La musique et l’histoire
La rencontre entre Cavaliere et Danelli dans la grande scène new-yorkaise, puis, celle avec Brigati et Cornish en Angleterre quand Cavaliere s’est joint à la tournée de Joey Dee et ses Starlighters en 1964, les spectacles au Choo Choo Club, au The Barge, la mise sous contrat avec Atlantic : tout est évoqué par le biais d’anecdotes et de chansons de l’époque, que ce soit le fameux Slow Down de Larry Williams repris par les Beatles ou l’entraînante Mickey’s Monkey, de Smokey Robinson et de ses Miracles, interprétée alors que des images des années 60 défilent sur un téléviseur de 50 pieds. Percutant.
Puis grâce, à une revitalisation d’images et des prouesses technologiques, on se retrouve en studio avec The Rascals en 1965, prélude à la livraison de I Ain’t Gonna Eat Out My Heart Anymore. Très réussi et on redouble la mise juste avant d’entendre le légendaire « One, two, three ! » qui précède l’explosion provoquée par Good Lovin’.
Durant deux minutes et demie, nous sommes littéralement téléportés en 1966 par la bombe que les boys livrent avec la ferveur des Young Rascals. Quand on pense que cette reprise n’avait guère eu de succès lorsque interprétée par The Olympics, un an plus tôt…
Sur l’écran, les lettres géantes et les couleurs brillantes se succèdent à un rythme fou. Si une chanson vaut le prix d’entrée d’un spectacle, celle-là fait partie d’une courte liste de classiques. Et ce n’était pas la seule.
Groovin’, avec sa mélodie langoureuse et l’harmonica délicat de Cornish, était belle à pleurer, au même titre que le « protest song » People Got To Be Free fut libérateur. Tout le segment psychédélique fut d’ailleurs fédérateur avec A Ray of Hope, A Beautiful Morning et Heaven.

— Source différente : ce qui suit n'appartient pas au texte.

PR #1129, opened 2026-08-20
Fix: Standardize error codes

### LINKED ISSUE #264: Standardize errors
Sit down, go through every single error we have so far and give them each an error code. Then return a standard error format that will be formalized in a NUT. Then go through the LNbits extension and make sure that the response is the same as the standalone mint.

### LINKED ISSUE #769: Update authentication error codes to match NUT-21/NUT-22 specifications
Authentication error codes in "cashu/core/errors.py" are using outdated codes that don't match the official NUT-21 and NUT-22 specifications.

-ClearAuthRequiredError.code = 80001
-ClearAuthFailedError.code = 80002
-BlindAuthRequiredError.code = 81001
-BlindAuthFailedError.code = 81002
-BlindAuthAmountExceededError.code = 81003
-BlindAuthRateLimitExceededError.code = 81004

Expected Behavior

According to https://github.com/cashubtc/nuts/blob/main/21.md and https://github.com/cashubtc/nuts/blob/main/22.md specifications:

Should be updated to match NUT specifications
-ClearAuthRequiredError.code = 30001      # NUT-21
-ClearAuthFailedError.code = 30002        # NUT-21
-BlindAuthRequiredError.code = 31001      # NUT-22
-BlindAuthFailedError.code = 31002        # NUT-22
-BlindAuthAmountExceededError.code = 31003 # NUT-22
-BlindAuthRateLimitExceededError.code = 31004 # NUT-22

- NUT-21 Clear Authentication: https://github.com/cashubtc/nuts/blob/main/21.md#error-codes
- NUT-22 Blind Authentication: https://github.com/cashubtc/nuts/blob/main/22.md#error-codes
- Official Error Codes Table: https://github.com/cashubtc/nuts/blob/main/error_codes.md

Files to Update

- cashu/core/errors.py - Update error codes for authentication classes

Proposed Fix

class ClearAuthRequiredError(CashuError):
      detail = "Endpoint requires clear auth"
      code = 30001  # Updated from 80001

class ClearAuthFailedError(CashuError):
      detail = "Clear authentication failed"
      code = 30002  # Updated from 80002

class BlindAuthRequiredError(CashuError):
      detail = "Endpoint requires blind auth"
      code = 31001  # Updated from 81001

class BlindAuthFailedError(CashuError):
      detail = "Blind authentication failed"
      code = 31002  # Updated from 81002

class BlindAuthAmountExceededError(CashuError):
      detail = "Maximum BAT mint amount exceeded"
      code = 31003  # Updated from 81003

class BlindAuthRateLimitExceededError(CashuError):
      detail = "BAT mint rate limit exceeded"
      code = 31004  # Updated from 81004

KvngMikey:
## Summary
- Brings `cashu/core/errors.py` and its mint-side call sites into agreement with [`cashubtc/nuts/error_codes.md`] (https://github.com/cashubtc/nuts/blob/main/error_codes.md).

- Every change is codes-only — conditions and error messages are untouched, so callers matching on type or `detail` are unaffected.

### DIFF
--- a/cashu/core/errors.py
+++ b/cashu/core/errors.py
@@ -234,7 +234,7 @@ class QuoteRequiresPubkeyError(CashuError):
 
 class ClearAuthRequiredError(CashuError):
     detail = "Endpoint requires clear auth"
-    code = 80001
+    code = 30001
 
     def __init__(self):
         super().__init__(self.detail, code=self.code)
@@ -242,7 +242,7 @@ class ClearAuthRequiredError(CashuError):
 
 class ClearAuthFailedError(CashuError):
     detail = "Clear authentication failed"
-    code = 80002
+    code = 30002
 
     def __init__(self):
         super().__init__(self.detail, code=self.code)
@@ -250,7 +250,7 @@ class ClearAuthFailedError(CashuError):
 
 class BlindAuthRequiredError(CashuError):
     detail = "Endpoint requires blind auth"
-    code = 81001
+    code = 31001
 
     def __init__(self):
         super().__init__(self.detail, code=self.code)
@@ -258,7 +258,7 @@ class BlindAuthRequiredError(CashuError):
 
 class BlindAuthFailedError(CashuError):
     detail = "Blind authentication failed"
-    code = 81002
+    code = 31002
 
     def __init__(self):
         super().__init__(self.detail, code=self.code)
@@ -266,7 +266,7 @@ class BlindAuthFailedError(CashuError):
 
 class BlindAuthAmountExceededError(CashuError):
     detail = "Maximum blind auth amount exceeded"
-    code = 81003
+    code = 31003
 
     def __init__(self, detail: Optional[str] = None):
         super().__init__(detail or self.detail, code=self.code)
@@ -274,7 +274,7 @@ class BlindAuthAmountExceededError(CashuError):
 
 class BlindAuthRateLimitExceededError(CashuError):
     detail = "Blind auth token mint rate limit exceeded"
-    code = 81004
+    code = 31004
 
     def __init__(self):
         super().__init__(self.detail, code=self.code)
--- a/cashu/core/errors.py
+++ b/cashu/core/errors.py
@@ -213,16 +213,16 @@ class QuoteNotPaidError(CashuError):
     detail = "quote not paid"
     code = 20001
 
-    def __init__(self):
-        super().__init__(self.detail, code=self.code)
+    def __init__(self, detail: Optional[str] = None):
+        super().__init__(detail or self.detail, code=self.code)
 
 
 class QuoteAlreadyIssuedError(CashuError):
     detail = "quote already issued"
     code = 20002
 
-    def __init__(self):
-        super().__init__(self.detail, code=self.code)
+    def __init__(self, detail: Optional[str] = None):
+        super().__init__(detail or self.detail, code=self.code)
 
 
 class MintingDisabledError(CashuError):
--- a/cashu/core/errors.py
+++ b/cashu/core/errors.py
@@ -201,9 +201,41 @@ class QuoteAlreadyIssuedError(CashuError):
         super().__init__(self.detail, code=self.code)
 
 
+class MintingDisabledError(CashuError):
+    detail = "Minting is disabled"
+    code = 20003
+
+    def __init__(self, detail: Optional[str] = None):
+        super().__init__(detail or self.detail, code=self.code)
+
+
 class LightningPaymentFailedError(CashuError):
     detail = "Lightning payment failed"
     code = 20004
+
+    def __init__(self, detail: Optional[str] = None):
+        super().__init__(detail or self.detail, code=self.code)
+
+
+class QuotePendingError(CashuError):
+    detail = "quote is pending"
+    code = 20005
+
+    def __init__(self, detail: Optional[str] = None):
+        super().__init__(detail or self.detail, code=self.code)
+
+
+class InvoiceAlreadyPaidError(CashuError):
+    detail = "invoice already paid"
+    code = 20006
+
+    def __init__(self, detail: Optional[str] = None):
+        super().__init__(detail or self.detail, code=self.code)
+
+
+class QuoteExpiredError(CashuError):
+    detail = "quote is expired"
+    code = 20007
 
     def __init__(self, detail: Optional[str] = None):
         super().__init__(detail or self.detail, code=self.code)
--- a/cashu/core/errors.py
+++ b/cashu/core/errors.py
@@ -135,6 +135,30 @@ class TransactionUnitMismatchError(TransactionError):
         super().__init__(detail, code=self.code)
 
 
+class AmountlessInvoiceNotSupportedError(TransactionError):
+    detail = "Amountless invoice is not supported"
+    code = 11011
+
+    def __init__(self, detail: Optional[str] = None):
+        super().__init__(detail or self.detail, code=self.code)
+
+
+class AmountMismatchError(TransactionError):
+    detail = "Amount in request does not equal invoice"
+    code = 11012
+
+    def __init__(self, detail: Optional[str] = None):
+        super().__init__(detail or self.detail, code=self.code)
+
+
+class UnitNotSupportedError(TransactionError):
+    detail = "Unit in request is not supported"
+    code = 11013
+
+    def __init__(self, detail: Optional[str] = None):
+        super().__init__(detail or self.detail, code=self.code)
+
+
 class BatchDuplicateQuotesError(TransactionError):
     detail = "Duplicate quote IDs provided"
     code = 11016
--- a/cashu/core/errors.py
+++ b/cashu/core/errors.py
@@ -75,14 +75,14 @@ class TransactionNotBalancedError(TransactionError):
 
 
 class SecretTooLongError(TransactionError):
-    code = 11003
+    code = 11000
 
     def __init__(self, detail="secret too long"):
         super().__init__(detail, code=self.code)
 
 
 class WitnessTooLongError(TransactionError):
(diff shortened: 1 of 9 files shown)


cashu/core/errors.py
```diff
@@ -75,14 +75,14 @@ def __init__(self, detail):
 
 
 class SecretTooLongError(TransactionError):
-    code = 11003
+    code = 11000
 
     def __init__(self, detail="secret too long"):
         super().__init__(detail, code=self.code)
```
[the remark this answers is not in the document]
KvngMikey: deliberate generic fall back.

a1denvalu3 (approved):

callebtc (commented):
Review findings:

- High: A repeat melt request reaches Ledger._prepare_melt before the new locked guard. Its `if not melt_quote.unpaid` returns generic 11000 for both PAID and PENDING, rather than the documented 20006 and 20005. Please split that pre-check too.

The two inline comments cover the remaining issued-quote paths.

cashu/mint/db/write.py
```diff
@@ -171,9 +175,9 @@ async def _set_mint_quote_pending(self, quote_id: str) -> MintQuote:
             if not quote:
                 raise TransactionError("Mint quote not found.")
             if quote.pending:
-                raise TransactionError("Mint quote already pending.")
+                raise QuotePendingError("Mint quote already pending.")
             if not quote.paid:
-                raise TransactionError("Mint quote is not paid yet.")
+                raise QuoteNotPaidError("Mint quote is not paid yet.")
```
callebtc, line 182: An issued quote is neither pending nor paid, so a state transition from paid to issued between the optimistic check in Ledger.mint and this lock falls through to QuoteNotPaidError (20001). The batch version below handles this correctly. Add an `if quote.issued: raise QuoteAlreadyIssuedError(...)` branch before `if not quote.paid` so the authoritative guard returns the documented 20002.

cashu/mint/ledger.py
```diff
@@ -685,7 +691,7 @@ def create_internal_melt_quote(
         if not mint_quote.method == method.name:
             raise TransactionError("methods do not match")
         if mint_quote.paid:
-            raise TransactionError("mint quote already paid")
+            raise InvoiceAlreadyPaidError("mint quote already paid")
```
callebtc, line 694: Please carry the mapping through to the immediately following `mint_quote.issued` branch: it still raises generic TransactionError (11000), while the documented code for an issued mint quote is QuoteAlreadyIssuedError (20002). The same unconverted branch also remains in melt_mint_settle_internally.

cashu/mint/db/write.py
KvngMikey: great catch, has been handled.

cashu/mint/ledger.py
KvngMikey: fixed

a1denvalu3:
---
title: "NPC wallet marks unpaid/unissued quotes as ISSUED because it dispatches on the wrong mint error code (11000 instead of 20002)"
slug: npc-mint-error-code-misdispatch
date: 2026-09-02
status: confirmed
severity: medium
finding: true
relation: revealed
target: [cashubtc/nutshell]
nuts: [NUT-04]
---

## Summary

PR cashubtc/nutshell#1129 ("fix/nut-error-code-alignment") is a mint-side
refactor that aligns error classes/codes with the NUT error-code registry.
Reviewing exactly which code the mint now returns for each mint failure reveals
a latent wallet-side bug in `cashu/wallet/npc.py` (untouched by the PR): the
npub.cash NPC minting loop detects "quote already issued" by matching the
hardcoded string `"Code: 11000"`, but 11000 is the *generic TransactionError*
code, while the mint returns **20002** (`QuoteAlreadyIssuedError`) for the real
already-issued case. The check therefore (a) never matches the condition it was
written for (false negative), and (b) matches unrelated mint failures that
carry code 11000 (false positive), after which the NPC permanently marks the
local quote as ISSUED and never retries minting it — stranding a paid Lightning
invoice with no ecash issued.

## Root Cause

`cashu/wallet/npc.py:189-199`:

```python
except Exception as e:
    # If the mint returns an error that the quote is already issued, we assume it is issued
    if "Code: 11000" in str(e) or (isinstance(e, CashuError) and e.code == 11000):
        print(f"Quote {quote_id} already issued (mint). Updating local state.")
        await update_bolt11_mint_quote(
            db=self.wallet.db,
            quote=quote_id,
            state=MintQuoteState.issued,
            paid_time=int(time.time()),
        )
        continue
```

The mint surfaces errors as `{"detail": ..., "code": ...}`
(`cashu/mint/app.py` exception middleware, ~lines 97-105), and the wallet raises
`Exception(f"Mint Error: {detail} (Code: {code})")`
(`cashu/wallet/v1_api.py:137-140`), so `str(e)` contains the mint's numeric
code.

The PR's error-code tables (`cashu/core/errors.py`) show why the dispatch is
wrong:

- `TransactionError` (the generic fallback) has code **11000**
  (`cashu/core/errors.py:30-35`). Mint failures that are *not* "already issued"
  but return 11000 include "amount to mint does not match quote amount" and
  "quote unit does not match output unit" (`cashu/mint/ledger.py:528-531`).
  Pre-PR this list additionally included "Mint quote already pending." and
  "quote expired" — the PR re-mapped those to 20005/20007, which narrows but
  does not eliminate the false-positive surface.
- `QuoteAlreadyIssuedError` has code **20002** (`cashu/core/errors.py:220-225`)
  and is what `ledger.mint()` actually raises for an issued quote
  (`cashu/mint/ledger.py:520-521`). The npc check never matches it.

So the "already issued" self-healing path in npc.py is dead code for its
intended purpose and a trap for unrelated 11000 failures.

## Insight gained from this PR (relation: revealed)

`cashu/wallet/npc.py` is not modified by this PR. The bug was discovered
directly from the PR's changes: the PR enumerates and remaps the exact NUT
error codes the mint returns on every mint-failure branch (11000/20001/20002/
20005/20007/20008/11003/11004). Auditing "which code does each `ledger.mint()`
failure now produce" against every consumer of those codes surfaced that the
only code-based consumer in the codebase, `npc.py:191`, dispatches on the
generic 11000 while the condition it wants ("already issued") is 20002 —
before and after the PR. The PR's alignment work makes this mis-dispatch
explicit (it even re-maps two of the false-positive triggers), but the
underlying wallet bug is pre-existing and remains exploitable post-PR.

## Attack Steps / Reproduction

1. Set up the npub.cash NPC flow (`NpubCash.mint_quotes()` polls paid quotes
   and mints them via `wallet.mint()`).
2. Cause any mint attempt for a paid, un-issued quote to fail with a
   11000-coded error (post-PR: e.g. amount/unit mismatch; pre-PR also "quote
   expired" / "Mint quote already pending.").
3. `npc.py` matches `"Code: 11000"`, marks the quote `issued` in the local
   wallet DB, and `continue`s.
4. On every subsequent poll the local quote is `issued`, so NPC prints
   "already minted" and skips it forever. The invoice was paid, but no ecash
   was ever issued to the user and the automated flow has no recovery path.

PoC executes the real `NpubCash.mint_quotes()` code path with a stubbed wallet:

- Case 1 (false positive): `wallet.mint` raises
  `Exception("Mint Error: amount to mint does not match quote amount (Code: 11000)")`
  → npc calls `update_bolt11_mint_quote(..., state=MintQuoteState.issued)`
  even though nothing was issued.
- Case 2 (false negative): `wallet.mint` raises
  `Exception("Mint Error: quote already issued (Code: 20002)")`
  (the genuine `QuoteAlreadyIssuedError` response) → npc does NOT update the
  local state and will keep retrying.

## Impact

Wallet-side loss-of-funds availability in the automated NPC/npub.cash flow: a
paid quote is irreversibly (from the NPC's perspective) marked as issued when
minting failed, so the user pays a Lightning invoice but never receives the
corresponding ecash, with no automatic retry or recovery. Additionally, the
intended idempotency handling for genuinely-issued quotes never fires, causing
endless failed retries. The mint side is unaffected.

## Test Results

Executed against the PR branch (Poetry env):

```
$ poetry run python poc_npc_error_code.py
Quote quote-1 already issued (mint). Updating local state.
[false-positive / unrelated 11000 error] exception: Mint Error: amount to mint does not match quote amount (Code: 11000)
    quote marked ISSUED locally: True
Failed to mint quote quote-1: Mint Error: quote already issued (Code: 20002)
[false-negative / real already-issued 20002] exception: Mint Error: quote already issued (Code: 20002)
    quote marked ISSUED locally: False

PoC SUCCESS:
 - an unrelated 11000-coded mint failure falsely marks the
   local quote as ISSUED (strands the paid invoice)
 - the genuine 'already issued' response (20002) is NOT detected
```

## Proposed Fix

In `cashu/wallet/npc.py`, dispatch on the correct NUT code for
"quote already issued" instead of the generic transaction error code, and
prefer structured error handling over string matching:

```python
except Exception as e:
    code = e.code if isinstance(e, CashuError) else None
    if code is None:
        # parse "Mint Error: <detail> (Code: <n>)" raised by v1_api
        m = re.search(r"\(Code: (\d+)\)", str(e))
        code = int(m.group(1)) if m else None
    if code == 20002:  # QuoteAlreadyIssuedError
        await update_bolt11_mint_quote(
            db=self.wallet.db,
            quote=quote_id,
            state=MintQuoteState.issued,
            paid_time=int(time.time()),
        )
        continue
    print(f"Failed to mint quote {quote_id}: {e}")
```

Even better: make `cashu/wallet/v1_api.py::raise_on_error_request` raise a
`CashuError` subclass carrying the mint's numeric code (it already parses
`resp_dict["code"]`) so consumers never need to regex the message string, and
audit other places (e.g. CLI TODO at `cashu/wallet/cli/cli.py:626`) to consume
that structured code.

Outre la qualité indiscutable de la production et de la livraison, c’est probablement le plaisir des quatre vieux potes qui transcende ce spectacle. Certains avaient fait quelques apparitions en 1988 et durant les années 1990, mais les boys n’avaient jamais rejoué tous les quatre ensemble avant 2010, lors d’une œuvre caritative, exactement 40 ans après le départ de Brigati en 1970. Et ils ont un plaisir fou, comme s’ils voulaient rattraper le temps perdu.
Cornish, le seul Canadien du groupe, l’a dit sur scène : « The Rascals sont de retour! ». On attend donc la tournée à Montréal.